Florin Lazăr

Personal information
- Full name: Florin Daniel Lazăr
- Date of birth: 15 January 1980 (age 46)
- Place of birth: Craiova, Romania
- Height: 1.84 m (6 ft 1⁄2 in)
- Position: Centre back

Youth career
- 1990–1995: CSȘ Craiova

Senior career*
- Years: Team / Apps / (Gls)
- 1996–2000: Dinamo București / 2 / (0)
- 1998–1999: → Rocar București (loan) / 13 / (0)
- 1999–2000: → ARO Câmpulung (loan) / 13 / (0)
- 2000–2006: Bihor Oradea / 113 / (3)
- 2006: Oțelul Galați / 10 / (0)
- 2006–2012: Gaz Metan Mediaș / 134 / (4)
- 2012: Brașov / 5 / (0)
- 2013–2015: Bihor Oradea / 61 / (2)
- 2015–2016: Hidișelu de Sus / ? / (?)
- 2016–2017: Diosig Bihardiószeg / 12 / (7)
- 2017: Sânmartin / 13 / (4)
- 2018: Crișul Chișineu-Criș / 14 / (3)
- Total:  / 390 / (23)

= Florin Lazăr =

Romanian footballer

Florin Daniel Lazăr (born 15 January 1980) is a Romanian former football player who played as a centre back.

==Club career==
Lazăr played at youth level for CSȘ Craiova, a club from his hometown specialized in this sector. Despite the fact that most of local players eventually reached the Craiova's strongest team at that time, FC Universitatea Craiova, he made a big jump to one of the best Romanian football clubs, Dinamo București, for which he made his debut at only 16 years old in a match against Universitatea Cluj. Subsequently, he was loan to Liga II teams as Rocar București or ARO Câmpulung. In 2000 Lazăr signed a contract with Bihor Oradea for which he played in 6 years more than 100 matches succeeding also a historical promotion to the Liga I in 2003. Later he played for teams such as: Oțelul Galați, Gaz Metan Mediaș or Brașov. With Gaz Metan he played in the UEFA Europa League. Lazăr moved back to Bihor Oradea for the last part of his career, being a highly appreciated player by supporters, especially for his style of playing, seriousness and loyalty to the club, also being the captain of the team.

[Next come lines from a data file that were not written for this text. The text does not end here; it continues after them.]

PR #222, opened 2016-05-25
 @JackDandy  Fix incorrect variable. 

JackDandy:


hugbug:
Thanks but what's the issue with `true` and `false` and why I should use `!0` and `!1` instead? That's very unintuitive and I'm unhappy with the change.
Can you explain?

JackDandy:
Copied from commit text...

```
Fix the switch on Settings/Web-Interface/ActivityAnimation to allow play/pause button anim to be disabled.

Also,
Fix String types being compared to Boolean types assigned as default values.
Change to use short Boolean notation to prevent further issues arising from long notation misuse.
```

In all browsers on every device platform, !1 **evaluates** to absolute false and !0 **evaluates** to absolute true, look inside jquery code to observe a big player using the notation. By design, its use  prevents exactly the common _Type_ conversion mistake that I found. The additional value is that for inline code switches, only one character need be changed to switch the value, e.g. var debug = !0 or !1 versus the very cumbersome typing of fasle, i mean, falal, i mean false and true ;)

hugbug:
Using encrypted `!1` and `!0` is just insane. I understand that `!1` evaluates to `false` and `!0` to `true` but if the motivation is to save a few characters I'm not buying that. I'm totally ok with typing whole `false` and `true`.

> look inside jquery code to observe a big player using the notation

Where did you saw that in jQuery code? What I see is that they use `false` and `true` [everywhere](https://github.com/jquery/jquery/search?l=javascript&q=false&type=Code&utf8=✓).

> its use prevents exactly the common Type conversion mistake that I found. 

Can you please point me to the erroneous code?

> Fix String types being compared to Boolean types assigned as default values.

Do you mean code like this:

``` javascript
this.refreshAnimation = this.read('RefreshAnimation', this.refreshAnimation) == 'true';
```

Function `this.read` returns string. So the string is compared to string. No errors here.

JackDandy:
Ok here is one of _many_ examples, the following link is to the official Google hosted jquery library that serves many huge sites... `https://ajax.googleapis.com/ajax/libs/jquery/1.12.4/jquery.min.js` the usage of !0 and !1 is abundant in that file.  The main Google hosted page that presents the above and other libraries that they recommended is directly hot-linked into website pages is... `https://developers.google.com/speed/libraries/#jquery` and these files are linked vanilla in Wordpress installations and many other websites. I hope that helps clear up that what I was trying to illustrate isn't something I made up, indeed, I learned about it in a **paper** from the **ECMA** devs.

The motivation in the paper is certainly not to save a few chars and is certainly not a form of encryption, but nevermind, you are clearly not comfortable with the paradigm or in what I tried to show, no problem, I reverted except for the obvious incorrect variable name.

hugbug:
First of all let me thank you for taking your time to prepare the PR, discuss my questions and rework the PR. Really appreciate this 👍.

> https://ajax.googleapis.com/ajax/libs/jquery/1.12.4/jquery.min.js

That's a minified version of the library. It was produced by a special software (minifier) from the original code (which uses `true` and `false`) with a purpose to make the code smaller for hosting.

JackDandy:
Yup, it's minified and uses techniques presented from ECMA international, there are reasons they recommended using !1 and !0 paradigm and it certainly was **NOT** to save bytes - that was simply a lucky byproduct - but what do they know right? lol, gl. :)

hugbug:
> it certainly was NOT to save bytes 

It is indeed to save bytes - the only point of minification in the first place.

Take a look at the source code of [jQuery](https://github.com/jquery/jquery/search?l=javascript&q=false&type=Code&utf8=✓) and you will not see any `!0` or `!1` there because they use `true` and `false`.

> techniques presented from ECMA international

Any reference where ECMA (or anyone else) recommends `!0` and `!1` over `true` and `false`?

JackDandy:
Of course the point of minification is to save bytes, but that is NOT the point of the !0 and !1 paradigm as presented by ECMA. I helped to explain some reasons already, **one is to prevent obj Type misuse**, which you have.  You would have to Google, I read the paper long ago. But why are my words not enough? I'm not saying you must believe in something you cannot see, oh wait, you actually can not see it. lol :tease:

hugbug:
Your main argument was that jquery devs use this technique but they don't. Anyone else?

I've tried to google but what are the keywords? Google doesn't like a search for "!0".

What is "Type misuse" and where do I have it? If there is an issue with the code I do want to fix it.

> believe in something you cannot see

That's a good point, I indeed don't see anyone using or recommending this technique. You can't seriously count automatically generated minified code as "usage". Do you have a reference to any (preferably well known) project using "!1" and "!0" in their source base?

JackDandy:
Huh? your argument about jquery vs minified code is like trying to compare source with byte code, jquery source base must be more "readable" because it is a shared library used by banks, governments etc, where ng is an entirely different proposition, and btw, jquery have their own minifier much as yahoo, google and others do - all with different output.  No, to be clear, my point was simply that the use of !0 and !1 in JS is widespread, was recommended by ECMA, and is nothing to warrant your initial reaction, but now you suggest I go looking for others that use this? Okay, just because a majority do something a particular way doesn't mean everyone follows suit, that is hardly creative or engineering, I know there will be projects that use it in their source base - i am not the inventor nor the only one to have read the paper, but it is futile to go searching it out to prove what exactly!?, that there are few that know and use this advanced yet simple technique at the repo level? no, that's silly. I'll research it for a bounty though ;)

> You can't seriously count automatically generated minified code as "usage".   

Generated code is simply a pattern from human input repeated over, **where would you place the most opimised or best formed code conventions if not in a compiler or minifier? Surely, you would place it at source level if possible**, so yes, usage is usage, its all man made - not magic.

Back to the code at hand, I suggest you check the obj type of `this.activityAnimation` and how that object is subsequently misused. That is one of several cases in that file that if you can see what is actually wrong, I can explain why it would have been impossible to occur if !0 and !1 were used,  and the main point, which is to prevent bugs by code design so that thought isn't reqd. That is, if you even care to read more of my mutterings and musings :)

hugbug:
`!0` evaluates to `true` and is therefore an equivalent to `true`, it's not more boolean than `true`. The same about `!1`and `false`. There are also no such things as "absolute true" or "absolute false". `!0` isn't more robust than `true`, it just a different way of typing `true`.

Now, since `!0` and `true` are equal there is no way that using `!0` helps to avoid any kind of errors. And considering the cryptic nature of `!0`-notation comparing to clear `true` I would argue that using `!0` in code is more prone to errors.

> the use of !0 and !1 in JS is widespread, has been recommended by ECMA

I wouldn't ask about references if I could find anything myself. I did the search and failed to find **anyone** using or recommending this technique. That's a second reason why I'm skeptical.

You don't have to prove anything, we are just in a friendly discussion. We can stop it anytime.

> I suggest you check the obj type of this.activityAnimation 

I guess you mean how it is (automatically) converted to string and under certain conditions booleans are compared withs strings (which contain text "true" or "false"). It's intentional; that's why I use `==` here, instead of `===` which I use otherwise. `!0` and `!1` wouldn't change a thing, since they are the same as `true` and `false`.

JackDandy:
`typeof(true) != typeof("true")` and `false = (typeof(true) == typeof("true"))` the word "absolute" was used indicate a real Boolean over "true" / "false", nothing more.

Hoping for automatic type conversion of "true" to equal Boolean true is at best a very bad practice at worst will cause a situation where the condition (== "true") can never be anything but negative therefore is misuse.

> !0 and !1 wouldn't change a thing

Using strings this way is way bad and !0 and !1 guarantees this can never occur - simple, elegant, no bugs by design, so yes, it fundamentally changes everything because it enforces bug free code comparison with Booleans, there is little chance you would wrap !1 in quotes, but look how easy it was to do with the word "true", why write using risky constructs like that!? 
Bottom line, !0 >== true and !1 >== false ;)

hugbug:
Thanks for the explanation. Now I see the problem with "this.activityAnimation". The default value must be passed as string, not as boolean, to avoid comparison of boolean to string if the storage doesn't have a value. Alternatively the read-function must convert the default value to string before returning.

Still `!0` wouldn't help to avoid the problem as I would compare to "true" anyway since that's what function `read` returns (string "true" or "false").

JackDandy:
And still you insist on refuting the legitimacy of !0 and !1 lol, gl.

hugbug:
The local storage saves and reads only strings. Even if I would write `!0` it would return `"true"` on reading. So I need to compare with string `"true"` anyway. You see, here `!0` doesn't help to avoid the bug :wink: .

JackDandy:
Okay, one last effort, it's **all** about training your mind to code in a certain way so that certain issues cannot occur by design - this is key - you need to appreciate this first otherwise you've already failed.

Now, because `this.read()` returns a string "true" or "false" from, in this case, localStorage, you are unfortunately immediately susceptible to writing buggy code as your mind naturally thought to compare the return string equals "true" and you forgot about the var declared boolean type. **If instead, you always use !0 and !1, then you would not have to think, worry or as in this case _forget_ about the variable declaration being of type Bool because it is abundantly clear by using `== !0` instead of `== 'true'` or `== true` as you would never think to quote `== !0`**. Instead you would naturally type cast the `this.read()` function to return Bool - **therefore, by design you would NOT have created the bug in the first place** - and all without even thinking about it.
And to the other issue of returning the correct type _from input_ in `this.read()`...

```
else if ('true' === v || 'false' === v)
    return 'true' === v;  /* returns Bool cast from string */
else
    return v;  /* perfectly fine that this returns type string as usual */
```

And yes, absolutely, this usage reasoning was given by ECMA in the paper to a similar example, now you can see why this isn't something easily found in search engines. A simple but huge effort saver.

hugbug:
Function `this.read` returns a value from local storage. It must always return a string because it doesn't know the type of value. It's a responsibility of the caller to interpret the string value. If `this.read` would try to return differen types as you suggest, it may happen that it returns a Boolean for setting `windowTitle` for example; that will likely cause troubles at places where `windowTitle` is used.

A mistake in `this.read` is that it may blindly return default value if no value is in local storage. Since it is supposed to return strings in all cases it's better to convert all default values to strings before returning.

Now to work with booleans we need to convert them to/from strings. Function `this.write` accepts all types and convert them to strings automatically. We can use automatic conversion from boolean to string or we could do our own. When using `this.read` with non-string types we have to exlicitly convert from string to other types. For setting `refreshInterval` we use `parseFloat`. For booleans we use string comparision with `"true"`. It's important to note that we compare string with string here. A mistake here is that under certain conditions boolean is compared with string. That has to be fixed.

The `!0` technique wouldn't help here as we need to check string values `"true"` and `"false"`. OK, you could say **never use strings "true" and "false"**. That would force us to use some conversion when saving booleans as strings (for example we could use "1" and "0") and later to interpret them when reading. Doing so would require to explicitly convert default value to string **before** passing to `this.read` and would eliminate the mistake before it could happen.

Agreed but **never use strings "true" and "false"** and **always use !0 and !1 instead of true and false** are two very different practices. I would say hardly related to each other.

JackDandy:
> It's a responsibility of the caller to interpret the string value

Nope, data should be validated (and Type cast) at the point of being read from the input source - this is not only standard security practices, but also creates a single point of code maintenance and prevents other issues too.

>  It must always return a string because it doesn't know the type of value.

and

> A mistake in this.read is that it may blindly return default value if no value is in local storage. Since it is supposed to return strings in all cases it's better to convert all default values to strings before returning.

There is one adjustment to validate the input from localStorage...
`else if (typeof(!0) === typeof(def) && ('true' === v || 'false' === v))`
This holds the integrity by matching the obj type of **def**ault in cases where the callee may actually require a string that equals "true" or "false" to begin with ;)

With my suggestion, when the callee is requesting a bool value (by the fact that `def` is bool), then `this.read()` will return a boolean (see the above tweak). For anything else, a string or "undefined" can be returned, there is nothing to say that a function must return only one variable type. Again, because the function param **def**ault exists for `this.read()`, then this conveniently provides the return type to fulfill.

The mistake is that the data type isn't validated at the point of coming in from localStorage against what is expected to be fulfilled. All that is required is; identify and return the correct type to the callee. Nothing more complicated.

> That would force us to use some conversion when saving booleans as strings (for example we could use "1" and "0")

and 

> later to interpret them when reading.

and

> Doing so would require to explicitly convert default value to string before passing to this.read

Compared to only using !0 and !1 at the callee??  Hmm okay, strings '0' and '1' also bring Type issues.  All that faffing around in order to avoid the blatantly simple use of !0 and !1 which **explicitly evaluates** as a singular boolean type, and compares (in if/while etc) the same on every device, and is not vague like how '0' can be numeric and yet can also be false etc, !0/!1 locks out any issues without conversion, without needing to "_interpret them when reading_", and without even thinking about the usage.  A change to the saved string values is futile and displays nicer in browsers as "true" and "false" (e.g. the value appears as tooltips in mine).

> The !0 technique wouldn't help here as we need to check string values

and 

> Agreed but never use strings "true" and "false" and always use !0 and !1 instead of true and false are two very different practices. I would say hardly related to each other.

Anyway, you seem to completely fail to appreciate the point of the design, ah well.

hugbug:
Checking the type of default value and treating it as requested return type is indeed another possibility. But this again isn't related to `!0`.

JackDandy:
It is all related to a design paradigm, be in denial, you have been shown the light :p

hugbug:
> With my suggestion, when the callee is requesting a bool value (by the fact that def is bool), then this.read() will return a boolean (see the above tweak). For anything else, a string or "undefined" can be returned, there is nothing to say that a function must return only one variable type. Again, because the function param default exists for this.read(), then this neatly set up what return type to fulfill.
> 
> The mistake is that the data type isn't validated at the point of coming in from localStorage against what is expected to be fulfilled. All that is required is to identify and return the correct type to the callee. Nothing more complicated.

It's a design question wether `read` or the caller should make type conversion. Both alternatives are valid. Yet this has nothing to do with **`!0` vs `true` discussion**.

> simple use of !0 and !1 which explicitly evaluates as a singular boolean type
> 
> !0/!1 locks out any issues without conversion

`true` and `false` are not any worse in this respect. The problem in your arguments is that you propose a design change to function `read`, a design change which is not related to using of `!0`. Then you use that proposal to defend the `!0`-technique although the core of the proposed change is to check the type of the default argument and to to use `!0` instead of `true`.

I'm not arguing that `read` can be implemented differently but you still didn't show how `!0` is better that `true`.

You also defend the technique by saying it's **widely used and recommended by ECMA** yet failed to provide a single prove for that. First you appealed to jQuery, then when I've shown that they don't use it you argued that jQuery needs readability in the source base. As if readability were a bad thing which I don't need.

---

Anyway, thanks for the discussion. You pointed me to a bug which has to be fixed and that's a good outcome 😉.

P. S. it's harder to follow the discussion if the posts are edited.

JackDandy:
About the edits, perhaps i should use a texted and then copy paste, but this isn't twitter.

> you still didn't show how !0 is better that true.

Yes I did, read back - its mainly about **preventing misuse by design. The misuse was proven in how the code was written by using `true` which later got compared to `'true'`, this quotation leaked into or from not using the correct type in `read()` and would not have occurred if using `!0` in the first place - that is one of few reason that I gave as to why using `!0` is better than `true` in JS source**. The proof of bug involved the function `read()`, so it all served neatly as a real life proof example rather than something anecdotal.

> failed to provide a single prove for that

I showed exactly where it is used, and you disagree saying it is invalid because a human made program exchanged "true" into !0, which does not invalidate my proof. I also said that given a paradigm, one can use it where ever.

> As if readability were a bad thing which I don't need.

Readablity is indeed a good thing, however, my point was that its sometimes required, sometimes not. The unfamiliar does not prove unreadability and there is nothing unreadable with `var debug = !0` :wink:.

hugbug:
> Yes I did, read back - its all about preventing misuse by design. The misuse was proven in how the code was written by using true which later got compared to "true" and this quotation would not have occurred if using !0 in the first place. 

I don't think so. It was compared with `"true"` because local storage saves and reads strings. Even if you pass `!0` to `localStorage.setItem` you end up reading `"true"` from `localStorage.getItem`. And in your changed code you indeed compare with string `"true"`, just like I did, but in a different code place (not directly in `read`). That's why I'm not considering this as a proof of how `!0` helps avoiding bugs.

> Readablity is indeed a good thing

I'm glad we at least can agree on that :beer:.

JackDandy:
> Even if you pass !0 to localStorage.setItem

As I said, "A change to the saved string values is futile"

> It was compared with "true" because local storage saves and reads strings.

Exactly, i said this already.

> You indeed compare with string "true".

Absolutely, and...
1) I am doing it only **once** on the input validation in `this.read()`. The rest of the code base would be on lock down by virtue of not using it, whereas prior, you had the same error multiple places in code all of which would have been avoided with !0 and a focus in only one place for the careful use of "true".
2) that _singular_ check of localStorage data can be further cross browser strengthened...

```
            return def.toString();
        }
        else if (typeof(!0) === typeof(def)) {
            var v = v.toLowerCase(), bItemTrue = ('true' === v);
            if (bItemTrue || ('false' === v))
                return bItemTrue;
            this.ng_debug && console.log('browser storage failed to return known boolean type');
            return def;
        }
        else
```

[edit] theory code fixed (1.Jun)

 :wink:

hugbug:
Instead of `typeof(!0)` we can write `typeof(true)` making the code more readable, right?

I personally prefer to keep `read` simple. You added the conversion logic for booleans but forget to add a conversion for integers (used by two other settings). Anyway the decision where to convert the string (in `read` or outside) is not related to the usage of `!0`.

JackDandy:
It's not a conversion or coercion - it's an underused fundamental data type that is not 0 or not 1 which evaluates exactly equal to the representation of true or false on any environment.  You can add similar type checks to floats, ints or prototyped objects, I left that for you to handle after suggesting where to place such code -- as I said, data validation principles (listed at owasp) recommend to put integrity checks at the boundary of reading input - this model serves to isolate security code so the dev can proceed knowing that a variable value is already "safe" when using it. Also it is a single point of change if an new issue is found.

Good luck.

hugbug:
> it's an underused fundamental base data type that is not 0 or not 1 

`!0` is not a data type, it's an expression which evaluates to boolean and after evaluation is equal to `true`. Everywhere where you suggest to write `!0` we can write `true` and achieve better code readability, without loosing anything at all.

Your arguments about where to put string conversion or validation are absolutely unrelated to the topic **`!0` vs `true`**. 

I'm not arguing about where to convert `"true"` to boolean. I'm asking about why use `!0` instead of `true`? You haven't provided a valid argument for that. The question about who else uses or recommends the technique remained unanswered as well.

JackDandy:
---

Hmm, okay, we should draw a line here and agree to disagree, unless you want to disagree to disagree which then becomes directly proportional to some level of discombobulation :wink:

hugbug:
Yeah 👍

Let me assure you that I'm thankful to you for the whole discussion and in particular for two bugs you've discovered. And I'm also learned that comparison  `boolvar == "true"` is a big mistake.

You see, I'm convincible 😉.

At 35 years old, also due to bankruptcy of FC Bihor, Lazăr left the team, but continued to play for Liga IV teams from Bihor County such as: FC Hidișelu de Sus, CS Diosig or CSC Sânmartin, winning the league with the first two and being on the 1st place with CSC Sânmartin, also, before he transferred to Crișul Chișineu Criș, in January 2018.

==Personal life==
Born in Craiova, Lazăr had a great time during his career at FC Bihor in the early 2000s, including a historical promotion to the Liga I with the red and blues. He said that he always felt the best in Oradea, settling there.